James A Berkley , Prof, FRCPCH a , b , * , Moses Ngari , MSc a , Johnstone Thitiri , MSc a , Laura Mwalekwa , HND a , Molline Timbwa , HND a , Fauzat Hamid , HND a , Rehema Ali , SRN a , Jimmy Shangala , BPharm a , Neema Mturi , MRCPCH a , Kelsey D J Jones , MRCPCH a , d , Hassan Alphan , BSc a , Beatrice Mutai , MMed e , Victor Bandika , MMed f , Twahir Hemed , MMed f , Ken Awuondo , MSc a , Susan Morpeth , FRACP a , c , Samuel Kariuki , Prof, PhD g , Gregory Fegan , PhD a , b
2 June 2016
Children with complicated severe acute malnutrition (SAM) have a greatly increased risk of mortality from infections while in hospital and after discharge. In HIV-infected children, mortality and admission to hospital are prevented by daily co-trimoxazole prophylaxis, despite locally reported bacterial resistance to co-trimoxazole. We aimed to assess the efficacy of daily co-trimoxazole prophylaxis on survival in children without HIV being treated for complicated SAM.

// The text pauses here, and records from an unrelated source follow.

PR #886, opened 2026-08-06
security(aws): lock down trust EC2 security-group egress to an explicit allowlist

### LINKED ISSUE #876: security(aws): lock down trust EC2 security-group egress to an explicit allowlist
## What to build

The trust EC2 security group provisioned in `deploy/providers/AWS/main.tf` does not set `block_all_outbound`, so the `secgroup` module (`deploy/providers/AWS/modules/secgroup/main.tf`) falls through to its default: unrestricted outbound traffic (`0.0.0.0/0`, all protocols and ports, including UDP/53 DNS). That leaves the trust host free to make arbitrary outbound connections, including DNS queries to any resolver — a channel that's hard to monitor and easy to abuse for data exfiltration or command-and-control.

Replace the trust security group's implicit allow-all egress with an explicit allowlist, mirroring the deny-by-default model already implemented for the Kubernetes trust deployment (`deploy/providers/kubernetes/templates/network-policy.yaml`, under audit in #516). Set `block_all_outbound = true` on the trust security-group module call and add explicit egress rules for every destination the trust host legitimately needs — at minimum: the Central Hub endpoint, GHCR (image pulls), the AWS service endpoints the host talks to (S3, Cognito, Secrets Manager, SSM), and DNS resolution — scoped to the VPC's own DNS resolver rather than the open internet.

This needs review before merge: an incomplete allowlist silently breaks trust registration, polling, or image pulls in a way that's easy to miss in a quick smoke test, so enumerate the destinations deliberately rather than by trial and error against one working environment.

## Acceptance criteria

- [ ] Trust EC2 security-group module call sets `block_all_outbound = true`
- [ ] Explicit egress rules cover every destination the trust host requires, each with a comment explaining why it's needed
- [ ] DNS egress is scoped to the VPC resolver, not `0.0.0.0/0`
- [ ] A trust deployed with the new security group completes a full lifecycle (register → cohort query → image pull → FL training) with no connectivity regression
- [ ] The allowlist and its rationale are documented in `deploy/providers/AWS/README.md`

## Blocked by

None — can start immediately, but the final allowlist needs sign-off before merge given the production-connectivity risk. Related to (not blocked by) #516, which performs the equivalent audit for the Kubernetes deployment path.

garciadias:
## Summary

- Sets `block_all_outbound = true` on the trust EC2 security group (`module.trust_security_group`), replacing its previous implicit allow-all egress (every protocol/port, including DNS) with an explicit allowlist.
- Extends the shared `secgroup` Terraform module with an `egress_rules` mechanism mirroring the existing `ingress_rules` shape (`cidr_blocks` / `source_security_group_id` / `prefix_list_ids`, plus a `protocol` field since DNS needs both `tcp` and `udp` on port 53). Both directions now require **exactly one non-empty** selector per rule, rejected at plan time: counting only non-null let `cidr_blocks = []` pass the plan and fail at apply, and the old ingress `<= 1` allowed a rule that named no source at all to silently fall open to `0.0.0.0/0`. Every current caller passes an explicit selector or an empty list, so the tightening is zero-diff today.
- **One rule per AWS tuple.** An EC2 security-group rule is identified by (direction, protocol, port range, destination) — the description is a mutable annotation, not part of that key, which is why `UpdateSecurityGroupRuleDescriptionsEgress` exists as a separate API. Listing the same tuple once per business reason does not produce several rules: AWS accepts the first and rejects the rest with `InvalidPermission.Duplicate`, with the winner decided nondeterministically by Terraform's parallelism, so the apply never converges. The allowlist is therefore collapsed to one rule per tuple, the per-destination rationale lives in the README table, and `egress_rules` carries a validation that fails the plan if two rules ever resolve to the same tuple again.
- **Egress is managed inline; ingress by standalone rules.** The module renders the allowlist into the `aws_security_group` resource's inline `egress` attribute and attaches no `aws_security_group_rule` of type `egress`. Inline `ingress`/`egress` are attributes-as-blocks, so an explicit value — including `[]` — is authoritative rather than unmanaged; mixing it with standalone rule resources on the same group is the combination the AWS provider documents as causing "rule conflicts, perpetual differences, and rules being overwritten", and in practice the plan straight after such an apply revokes the whole allowlist (SSM access included) and never converges. Ingress deliberately keeps the opposite mechanism (standalone rules, inline attribute never set), which is what lets externally attached rules such as the CloudFront VPC-origin rule in `cloudfront.tf` coexist. Rendering inline also keeps every existing caller diff-free: `rds_security_group` stays at `egress = []`, the two allow-all callers stay as they are, and only the trust SG's rule set changes — one in-place update, no import dance.
- The allowlist covers every destination the trust host's software actually calls (traced through `trust-api`/`imaging-api`/`data-access-api`, the provisioning Ansible, and the existing VPC endpoint setup), collapsed into: TCP 443 to any host, TCP 80 to any host, TCP `FL_SERVER_PORT` to any host, DNS to the VPC resolver, plus the intent-documenting S3 prefix-list and VPC-endpoint peer-SG rules.
- **FL training traffic is scoped to `0.0.0.0/0` on `FL_SERVER_PORT`, not to the NLB's security group.** A peer-SG destination matches only the private IPs of ENIs carrying that SG, but the FL-server NLB is internet-facing (public subnets, no `internal = true`), so its DNS resolves to public IPs even from inside the VPC and the private-subnet trust reaches it out through the NAT gateway — which is exactly what the NLB's own ingress rule allowlisting the NAT public IP attests. Scoped to the peer SG, the rule would have matched none of that traffic and silently dropped every FL connection while image pulls, hub polling and SSM all stayed healthy. It can be narrowed once the NLB itself becomes `internal`, or via static per-AZ EIPs.
- Security groups can't match on hostname, so every CDN-fronted destination (GHCR, Docker Hub, Hugging Face, the apt/Docker/AWS-CLI install mirrors, PyPI + `download.pytorch.org`, the us-east-1 CloudWatch agent `.deb`) and the AWS APIs with no VPC endpoint (`ssmmessages`, `ec2messages`, `monitoring`) sit on the `0.0.0.0/0:443` floor. Documented in `deploy/providers/AWS/README.md` as an accepted, permanent limitation rather than a gap slated for a firewall follow-up.
- The README section is rewritten around the fact that **SG rules are a union**: with everything collapsed onto the 443 floor, the effective policy is "any destination on TCP 80/443/`FL_SERVER_PORT`, plus DNS to the VPC resolver", and the narrower rules (S3 prefix list, `ssm`/`logs` peer SG) are shadowed by it — documentation of intent, not enforcement. The genuine gain is the port/protocol surface plus blocking third-party DNS resolvers. The DNS row is corrected too: AWS documents that security groups **cannot** filter traffic to the Route 53 Resolver, so those rules are inert in both directions and the control that actually satisfies the issue's DNS criterion is the **absence** of a `0.0.0.0/0:53` rule.

## Test plan

- [x] `terraform validate` and `terraform fmt` pass on both roots
- [x] Every destination traced to an actual outbound call site in code (trust-api/imaging-api/data-access-api, the provisioning Ansible) or an existing VPC endpoint/NLB security group — no destination is a guess
- [x] Module validations exercised directly against the module: two rules resolving to the same `(protocol, port, destination)` fail the plan with the collapse message; `cidr_blocks = []` on either direction fails the plan rather than the apply; an ingress rule naming no source fails the plan instead of falling open to `0.0.0.0/0`; the collapsed trust allowlist and the unchanged allow-all callers both still validate
- [ ] A trust deployed with the new security group completes a full lifecycle (register → cohort query → image pull → FL training) with no connectivity regression — **recommend running this against a real environment before merge**, given the production-connectivity risk of an incomplete allowlist

Closes #876

## Acceptance Criteria

*Imported from issue #876*

- [x] Trust EC2 security-group module call sets `block_all_outbound = true`
- [x] Explicit egress rules cover every destination the trust host requires, each with a comment explaining why it's needed
- [x] DNS egress is scoped to the VPC resolver, not `0.0.0.0/0` — with the caveat recorded in the README that this rule is inert (SGs cannot filter the Route 53 Resolver) and the effective control is the absence of a `0.0.0.0/0:53` rule
- [ ] A trust deployed with the new security group completes a full lifecycle (register → cohort query → image pull → FL training) with no connectivity regression
- [x] The allowlist and its rationale are documented in `deploy/providers/AWS/README.md`


deploy/providers/AWS/main.tf
```diff
@@ -85,13 +85,149 @@ resource "aws_ec2_tag" "ec2_security_group_flip_sg" {
...
+    cidr_blocks              = null
+    source_security_group_id = null
+    prefix_list_ids          = null
+  }
+
+  trust_egress_rules = concat(
+    [
+      for r in [
+        {
+          port        = 443
```
atriaybagur, line 130: **Critical — these rules cannot coexist: `terraform apply` fails with `InvalidPermission.Duplicate`.** An EC2 security-group rule's identity is (direction, protocol, port range, destination); the description is a mutable annotation, not part of the key — which is why `update-security-group-rule-descriptions-egress` exists as a separate API. Ten entries in this list are identical at the API level (`tcp/443 → 0.0.0.0/0`), and the ssm/logs pair below is identical too (`tcp/443 → vpc_endpoints SG`). Only one of each set can exist; the rest fail.

Confirmed live on stag (targeted apply, SG has no attached ENIs there, reverted afterwards): 7 rules created, 9 failed with

```
api error InvalidPermission.Duplicate: the specified rule "peer: 0.0.0.0/0, TCP, from port: 443, to port: 443, ALLOW" already exists
```

Which duplicate wins is nondeterministic under Terraform's default parallelism (this run: `ssmmessages` won the `0.0.0.0/0:443` slot, `ssm` won the peer-SG slot). Re-running never converges. Note the ingress path never hit this only because its `for_each` keys on **port**, which accidentally enforces AWS's uniqueness rule; keying on description removes that guard.

Suggested fix: collapse to one rule per AWS tuple — one `tcp/443/0.0.0.0/0` whose description summarises the combined rationale (hub API, GHCR, Docker Hub, HF, installers, AWS services without endpoints), one `tcp/80/0.0.0.0/0`, one peer-SG 443 rule covering ssm+logs — and keep the per-destination story in the README table. A module `validation` rejecting two rules that share `(protocol, port, destination)` would turn any recurrence into a plan-time error.

deploy/providers/AWS/main.tf
```diff
@@ -85,13 +85,149 @@ resource "aws_ec2_tag" "ec2_security_group_flip_sg" {
...
+          cidr_blocks = ["0.0.0.0/0"]
+          description = "SSM Session Manager EC2 channel (ec2messages) - no VPC endpoint provisioned"
+        },
+        {
+          port            = 443
+          prefix_list_ids = [data.aws_ec2_managed_prefix_list.s3.id]
+          description     = "S3 (AI Centre FL kit sync) - AWS-managed prefix list, not a raw CIDR"
+        },
+        {
+          port                     = var.FL_SERVER_PORT
```
atriaybagur: **Critical — this rule can never match the actual FL traffic path, so once `block_all_outbound` lands, FL training from the cloud trust is blocked on both backends.** A peer-SG destination matches only traffic to the *private* IPs of ENIs carrying that SG. But this NLB is internet-facing (public subnets, no `internal = true`), its DNS resolves to public IPs even from inside the VPC (internet-facing LBs have no split-horizon), and the trust EC2 is in a private subnet (`associate_public_ip_address = false`) egressing via the NAT gateway — the NLB SG's own ingress rule allowlisting `nat_public_ips[0]/32` is the proof that this traffic arrives via the public path. So the fl-client's connection to port 8002 goes to a public IP, matches no egress rule, and is silently dropped — and unlike everything on 443, no broader rule masks it. The failure mode is the worst kind: deploy looks healthy (pulls, polling, SSM all fine), then training surfaces as "No response from FL API" / no connected clients.

Fix options: `cidr_blocks = ["0.0.0.0/0"]` on `var.FL_SERVER_PORT` (same documented floor as the CDN destinations — this is the one destination the 443 floor does *not* accidentally cover), or give the NLB static per-AZ EIPs via `subnet_mapping` and allowlist those `/32`s. The peer-SG form only becomes correct if the NLB migration to `internal` (the existing TODO above) ever happens.

deploy/providers/AWS/modules/secgroup/main.tf
```diff
@@ -45,3 +45,19 @@ resource "aws_security_group_rule" "ingress" {
   to_port                  = each.value.port
   description              = each.value.description
 }
+
+resource "aws_security_group_rule" "egress" {
```
atriaybagur: **Critical — standalone egress rule resources + `block_all_outbound`'s inline `egress = []` on the same SG is the combination the AWS provider docs explicitly warn against** ("may cause rule conflicts, perpetual differences, and result in rules being overwritten"). Inline `ingress`/`egress` are attributes-as-blocks: an explicit `[]` means "authoritatively zero rules", not "unmanaged". After an apply, refresh reads these standalone rules into the SG's inline `egress` attribute, config says `[]`, and the next plan revokes the entire allowlist — including `ssmmessages`, i.e. SSM access to the host.

Confirmed live on stag: the plan immediately after the (partial) apply showed the SG resource revoking all 7 rules that had been created, while the failed ones still planned "to add" — permanently non-convergent. The revert then raced itself (`InvalidPermission.NotFound`: the inline update and the rule destroys revoked the same rules concurrently) and needed a second apply to converge.

This is new territory for the module: ingress has always been standalone-rules-only with the inline attribute never set (which is also why `cloudfront.tf`'s externally-attached ingress rule coexists safely today), and the only existing `block_all_outbound` caller (RDS) attaches no rule resources. Fix: manage egress through exactly one mechanism — drop the inline `egress` argument entirely and implement the non-blocked default as a standalone allow-all egress rule.

deploy/providers/AWS/modules/secgroup/main.tf
```diff
@@ -45,3 +45,19 @@ resource "aws_security_group_rule" "ingress" {
...
+  # Keyed on description (required + expected unique per rule), not port —
+  # unlike ingress, several egress destinations legitimately share the same
+  # port (most of this allowlist is port 443), so keying on port would collide.
+  for_each                 = { for rule in var.egress_rules : rule.description => rule }
```
atriaybagur: Two follow-ons from keying on `description`: (a) it makes a documentation string load-bearing — editing a description (a pure copy-edit) destroys and recreates a live egress rule, a momentary connectivity gap for that destination; (b) duplicate descriptions do fail loudly at plan (`Two different items produced the key…`), but the diagnostic points at this expression inside the module, not at the caller's list. Consider an explicit stable `key`/`name` field as the identity, plus a `validation` on the variable asserting description uniqueness with a caller-facing message. Both become immediately relevant once the duplicate-tuple fix rewrites these descriptions.

deploy/providers/AWS/modules/secgroup/variables.tf
```diff
@@ -54,3 +54,32 @@ variable "block_all_outbound" {
...
+    protocol                 = optional(string, "tcp")
+    description              = string
+    cidr_blocks              = optional(list(string))
+    source_security_group_id = optional(string)
+    prefix_list_ids          = optional(list(string))
+  }))
+  default = []
+
+  validation {
+    condition = alltrue([
```
atriaybagur, line 83: The "exactly one selector" check counts non-null, so `cidr_blocks = []` (or `prefix_list_ids = []`) passes plan-time validation and then fails at apply — contradicting the comment's promise that a destination-less rule is "rejected at plan time". Suggest requiring non-empty as well, e.g. `s != null && try(length(s), 1) > 0`.

Relatedly, since this PR touches the module and this comment explicitly names the ingress fallback as "almost certainly a mistake": every current caller passes explicit selectors or `[]`, so tightening the ingress validation from `<= 1` to `== 1` (removing the silent fall-open to `0.0.0.0/0`) is a provably zero-diff change today. Worth doing while here rather than leaving the mistake-amplifier armed on the inbound side only.

deploy/providers/AWS/main.tf
```diff
@@ -85,13 +85,149 @@ resource "aws_ec2_tag" "ec2_security_group_flip_sg" {
...
+          protocol    = "udp"
+          cidr_blocks = ["${cidrhost(var.vpc_cidr, 2)}/32"]
+          description = "VPC DNS resolver"
+        },
+      ] : merge(local.trust_egress_rule_defaults, r)
+    ],
+    # ssm and logs interface endpoints only exist when var.enable_ecs_endpoints is true (the
+    # default) - scope tightly to the endpoint SG when they exist, otherwise fall back to the
+    # same public-CIDR floor already accepted above for the endpoints that never exist.
+    var.enable_ecs_endpoints ? [
```
atriaybagur, line 187: Two things about this ternary (and the S3 prefix-list rule above): (a) **both branches are shadowed by the `0.0.0.0/0:443` rules** — SG rules are a union and `0.0.0.0/0` already matches the endpoint ENIs' private IPs, so the peer-SG scoping (and the prefix-list rule) changes effective permissions by exactly nothing. They're documentation of intent, not enforcement; worth one comment line saying so, so a future reader neither deletes them as dead weight nor trusts them as controls. (b) Flipping `enable_ecs_endpoints=false` — a variable whose description is about Fargate endpoint cost, not trust egress — silently swaps in two more public rules with zero plan-time signal. If the tight/loose distinction ever becomes real (i.e. the 443 floor is narrowed), a `check` block warning on the widening would be the loud version. Also note the false branch's two `0.0.0.0/0:443` rules collide with the collapsed floor rule once the duplicate fix lands — easiest to resolve both together.

deploy/providers/AWS/README.md
```diff
@@ -857,6 +857,39 @@ Ports referenced internally only (no internet-facing ingress; reached only from
...
+| download.docker.com | 443 | `0.0.0.0/0` | Docker Engine install/upgrade (`geerlingguy.docker` Ansible role) |
+| awscli.amazonaws.com | 443 | `0.0.0.0/0` | one-time AWS CLI v2 install |
+| Ubuntu apt mirrors + esm.ubuntu.com | 80, 443 | `0.0.0.0/0` | package install/upgrade |
+| CloudWatch metrics (`monitoring`) | 443 | `0.0.0.0/0` | no VPC endpoint provisioned for this service |
+| SSM `ssmmessages` / `ec2messages` | 443 | `0.0.0.0/0` | no VPC endpoint provisioned for these (only `ssm` is, below) |
+| S3 (AI Centre FL kit sync) | 443 | AWS-managed prefix list | `com.amazonaws.<region>.s3`, not a raw CIDR — S3's edge IPs rotate |
+| SSM control plane (`ssm`) / CloudWatch Logs (`logs`) | 443 | peer SG (`aws_security_group.vpc_endpoints`) | via the VPC interface endpoints, gated on `var.enable_ecs_endpoints` (default `true`); falls back to `0.0.0.0/0` if that's disabled |
+| FL server NLB | `FL_SERVER_PORT` | peer SG (`module.fl_server_nlb.security_group_id`) | FL training traffic |
+| VPC DNS resolver | 53 (tcp+udp) | `cidrhost(var.vpc_cidr, 2)/32` | name resolution, scoped to the VPC's own resolver rather than the internet |
```
atriaybagur: AWS documents that security groups **cannot filter traffic to the Route 53 Resolver** (the VPC+2 address / AmazonProvidedDNS) — these two rules are inert in both directions, and this row's claim ("scoped to the VPC's own resolver rather than the internet") describes a control that doesn't exist. `cidrhost(var.vpc_cidr, 2)` is the right address and `dhcp.tf` confirms AmazonProvidedDNS, so keeping the rules as intent-documentation is fine — but the real control satisfying #876's DNS criterion is the **absence** of a `0.0.0.0/0:53` rule, which does block third-party resolvers (e.g. 8.8.8.8). Suggest the row say exactly that, so nobody debugs a DNS issue against these rules or "fixes" one by widening them.

deploy/providers/AWS/README.md
```diff
@@ -857,6 +857,39 @@ Ports referenced internally only (no internet-facing ingress; reached only from
...
+
+The `0.0.0.0/0`-scoped destinations above are all third-party/CDN-fronted with no stable AWS-owned
```
atriaybagur: Worth an explicit sentence here that SG rules are a **union**: with ten rows resolving to `tcp/443 → 0.0.0.0/0`, the effective policy is "any destination on 80/443 (+ FL port)", and the tighter-scoped rows (S3 prefix list, ssm/logs peer-SG) are currently documentation rather than enforcement — the genuine, headline-worthy gain is the port/protocol surface plus third-party-DNS blocking. As written, the per-row Scope column invites the wrong mental model in both directions (that removing the Hugging Face row blocks HF, or that S3 egress is limited to the prefix list).

Two destinations are also missing from a table that aims to enumerate "every destination": **PyPI / download.pytorch.org** (documented trust requirement in `admin-platform-support.rst`; called out in `compose_trust.production.flower.yml` for Flower's per-run `uv sync`) and the **CloudWatch agent .deb**, fetched from `https://s3.amazonaws.com/amazoncloudwatch-agent/…` — us-east-1 S3, *outside* the regional prefix list, surviving only via the 443 floor. A footnote on **NTP** would round it out: time sync works only via the AMI's link-local Amazon Time Sync default (which SGs don't evaluate); if anyone repoints chrony at a public pool, the failure is silent clock drift surfacing weeks later as TLS/SigV4/SSM errors, not a firewall error.

atriaybagur (changes requested):
The design intent here is right, the destination tracing is genuinely thorough, and the documentation is well above baseline — but I have to request changes: the PR has three critical defects that `terraform validate`/`plan` (all that CI runs, and all the test plan ran) structurally cannot see. Two of the three are now **empirically confirmed on stag**, where I ran a targeted apply of `module.trust_security_group` from a merge of this branch onto current develop (the trust SG there has no attached ENIs, so zero impact; everything has since been reverted to baseline and verified with a clean plan).

### What the stag test showed

1. **The apply fails and can never converge.** 7 rules created, 9 failed with `InvalidPermission.Duplicate` — ten of the entries are byte-identical at the EC2 API level (`tcp/443 → 0.0.0.0/0`), as are the two ssm/logs peer-SG entries. Which duplicate wins is nondeterministic under Terraform's parallelism (this run: `ssmmessages` and `ssm` won their slots).
2. **The mixed inline/standalone egress management fights itself.** The very next `terraform plan` after the partial apply showed the SG's inline `egress = []` (from `block_all_outbound`) revoking all 7 rules that had succeeded, while the failed ones still planned "to add" — a permanent red apply. Even the revert raced itself (`InvalidPermission.NotFound`) and needed a second pass.
3. The third critical — the FL-server rule never matching the NAT→public-NLB path — couldn't be exercised in stag (no trust EC2 there), but follows from AWS-documented peer-SG semantics plus this repo's own topology; details inline.

See the inline comments for each critical (with suggested fixes) and the important/secondary items. Smaller points, collected here to keep the thread count down:

- The `trust_egress_rule_defaults` comment is half-right: only the two ternary branches need the merge for type unification — a heterogeneous list into an `optional()`-typed variable converts fine on its own (verified with `terraform validate`). Worth trimming so the pattern doesn't get cargo-culted.
- `"Docker Hub - grafana loki/alloy/grafana image pulls"` repeats grafana; also the trust pulls more images than the GHCR description lists (omop-db, the three XNAT images via `${DOCKER_REGISTRY}`, `tecnativa/docker-socket-proxy` from Docker Hub). Suggest not enumerating images in rule descriptions at all — they rot with every compose change.
- A one-line pointer on `local.interface_endpoint_services` in `vpc_endpoints.tf` ("the trust egress allowlist + README table assume exactly this set") would keep the five "no VPC endpoint provisioned" claims from silently going stale if the endpoint set ever grows.
- `data.aws_ec2_managed_prefix_list.s3` adds a plan-time IAM requirement (`ec2:DescribeManagedPrefixLists`) for every principal that runs plan, CI/deploy roles included — worth confirming against the LZA-era permission boundaries. The repo also has a `data.tf` if you'd rather keep data sources together.
- A `terraform test` (`.tftest.hcl`) over the module asserting rule counts + the selector validation, plus a tuple-uniqueness validation, would have caught the blocking defect in CI.

### What's good

Port-level scope matches the canonical firewall table in `admin-platform-support.rst` almost exactly; the `egress_rules` contract (exactly-one selector, no silent fallback) is a genuine improvement over the ingress legacy; `cidrhost(vpc_cidr, 2)`, the managed prefix list, and peer-SG references are each the idiomatic mechanism for their problem; and the "permanent, documented limitation" framing is honest in a way most hardening PRs aren't. With the three structural fixes (collapse rules by AWS tuple; single egress-management mechanism; a real path for `FL_SERVER_PORT`) this lands well.

deploy/providers/AWS/main.tf
garciadias: Fixed in `310cde10` — collapsed to one rule per AWS tuple, as suggested:

- one `tcp/443 → 0.0.0.0/0` whose description carries the combined rationale (hub API via CloudFront, GHCR, Docker Hub, HF seeding, apt/esm, PyPI + `download.pytorch.org`, install mirrors, and the AWS APIs with no endpoint);
- one `tcp/80 → 0.0.0.0/0`;
- one peer-SG 443 rule covering `ssm` and `logs` together, since they share an endpoint SG and port.

The per-destination story moved into the README egress table, which is now one row per AWS rule with the reasons enumerated in the last column.

The plan-time guard is in as well: `egress_rules` carries a validation rejecting two rules that resolve to the same `(protocol, port, destination)` — keyed on the same tuple AWS uses, in `modules/secgroup/variables.tf`. Anything reintroducing a duplicate now fails at plan with a message naming the tuple, rather than a nondeterministic apply that never converges.

Thanks for confirming it live on stag — the `InvalidPermission.Duplicate` output made the failure mode unambiguous.

deploy/providers/AWS/main.tf
garciadias: Fixed in `310cde10` — the rule is now `cidr_blocks = ["0.0.0.0/0"]` on `var.FL_SERVER_PORT` rather than the NLB's peer SG.

The reasoning is recorded at the rule so it doesn't get "tightened" back later: the NLB is internet-facing (public subnets, no `internal = true`), so its DNS resolves to public IPs even from inside the VPC, and the private-subnet trust reaches it via the NAT gateway — which the NLB's own ingress rule allowlisting `nat_public_ips[0]/32` attests. A peer-SG destination matches only the private IPs of ENIs carrying that SG, so it would have matched none of that traffic.

The comment and the README row both flag that this is the one destination the 443 floor does *not* shadow, spell out the silent-failure mode you described (pulls, polling and SSM all healthy, training dead), and record the two ways to narrow it: the `internal` NLB migration, or static per-AZ EIPs via `subnet_mapping` with those `/32`s allowlisted.

deploy/providers/AWS/modules/secgroup/main.tf
garciadias: Fixed in `310cde10` — egress is now managed through exactly one mechanism.

It went the opposite way round from the suggestion, though: the allowlist is rendered into the inline `egress` attribute and the standalone `aws_security_group_rule` egress resource is gone, rather than dropping the inline attribute and expressing the non-blocked default as a standalone allow-all rule. The reasoning is that the coexistence property arguing for standalone rules is ingress-specific — `cloudfront.tf` attaches an external *ingress* rule, nothing external attaches egress to this module — while keeping egress inline preserves the "explicit `[]` is authoritatively zero rules" semantics that `block_all_outbound` relies on. Either way each direction ends up with a single mechanism, which is the actual requirement; happy to flip it to the standalone form if you'd rather the two directions were symmetric.

The asymmetry is documented at both sites so it doesn't get tidied away later: a block comment on the `egress` attribute in `modules/secgroup/main.tf`, and an "Egress is managed inline; ingress by standalone rules" paragraph in the README. Both spell out the revoke-the-whole-allowlist plan that mixing produces, SSM access included.

deploy/providers/AWS/modules/secgroup/main.tf
garciadias: Addressed in `310cde10`, though by removal rather than by adding an explicit `key`/`name` field.

With egress rendered inline there are no per-rule resource addresses at all, so the description stops being load-bearing: editing one is now an in-place attribute update with no destroy/recreate and no momentary connectivity gap, and there is no `for_each` key left to collide on.

What replaces the duplicate-description diagnostic is the tuple validation on `egress_rules` — it fails at plan with a caller-facing message naming the offending `(protocol, port, destination)`, which is the constraint AWS actually enforces. Two rules may now share a description harmlessly, but not a tuple.

Ingress still uses `for_each` keyed on `rule.port`, unchanged by this PR — and as you note, that key does coincide with AWS's uniqueness rule.

deploy/providers/AWS/modules/secgroup/variables.tf
garciadias: Both done in `310cde10`.

Non-empty check: the condition is now `s != null && try(length(s), 1) > 0` on `ingress_rules` and `egress_rules` alike, so `cidr_blocks = []` fails at plan instead of at apply. The `try` covers `source_security_group_id`, which is a string rather than a list, and the comment records why counting non-null wasn't enough.

Ingress tightened from `<= 1` to `== 1`, removing the silent fall-open to `0.0.0.0/0` — zero-diff today, since every caller passes an explicit selector or `[]`.

Follow-up commit `ccbba87c` drops what that made dead: the `cidr_blocks` precedence ternary in the module's ingress rule collapsed to a no-op once exactly one non-empty selector was guaranteed, so all three selectors now pass straight through and the comment carries the invariant.

deploy/providers/AWS/main.tf
garciadias: (a) Done in `310cde10`. Each site now says the narrow rules are shadowed by the 443 floor and are documentation of intent rather than enforcement, with the "don't delete them as dead weight, don't read them as controls" framing explicit: a block comment above `local.trust_egress_rules`, per-rule comments on the S3 prefix-list and peer-SG entries, and in the README a "Read the table below as a union" paragraph plus per-row "Shadowed by the 443 floor — intent, not enforcement" notes.

(b) The `enable_ecs_endpoints = false` branch no longer restates the traffic as two public rules — it contributes no rule at all now (`... : []`). The 443 floor already carries that traffic, and the restatement collided with the floor on the same tuple, so this resolves alongside the duplicate fix exactly as you suggested.

No `check` block for now: while the floor sits at `0.0.0.0/0:443` the widening it would warn about isn't observable, so it would assert on a distinction that doesn't yet exist. It belongs in the same change that narrows the floor, if that ever happens.

deploy/providers/AWS/README.md
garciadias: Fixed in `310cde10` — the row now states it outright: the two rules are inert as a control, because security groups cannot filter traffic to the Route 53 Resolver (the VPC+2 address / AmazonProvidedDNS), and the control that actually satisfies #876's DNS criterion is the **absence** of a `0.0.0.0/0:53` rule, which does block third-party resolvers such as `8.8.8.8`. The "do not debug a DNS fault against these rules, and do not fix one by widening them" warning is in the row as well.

We did a multicentre, double-blind, randomised, placebo-controlled study in four hospitals in Kenya (two rural hospitals in Kilifi and Malindi, and two urban hospitals in Mombasa and Nairobi) with children aged 60 days to 59 months without HIV admitted to hospital and diagnosed with SAM. We randomly assigned eligible participants (1:1) to 6 months of either daily oral co-trimoxazole prophylaxis (given as water-dispersible tablets; 120 mg per day for age <6 months, 240 mg per day for age 6 months to 5 years) or matching placebo. Assignment was done with computer-generated randomisation in permuted blocks of 20, stratified by centre and age younger or older than 6 months. Treatment allocation was concealed in opaque, sealed envelopes and patients, their families, and all trial staff were masked to treatment assignment. Children were given recommended medical care and feeding, and followed up for 12 months. The primary endpoint was mortality, assessed each month for the first 6 months, then every 2 months for the second 6 months. Secondary endpoints were nutritional recovery, readmission to hospital, and illness episodes treated as an outpatient. Analysis was by intention to treat. This trial was registered at ClinicalTrials.gov, number NCT00934492.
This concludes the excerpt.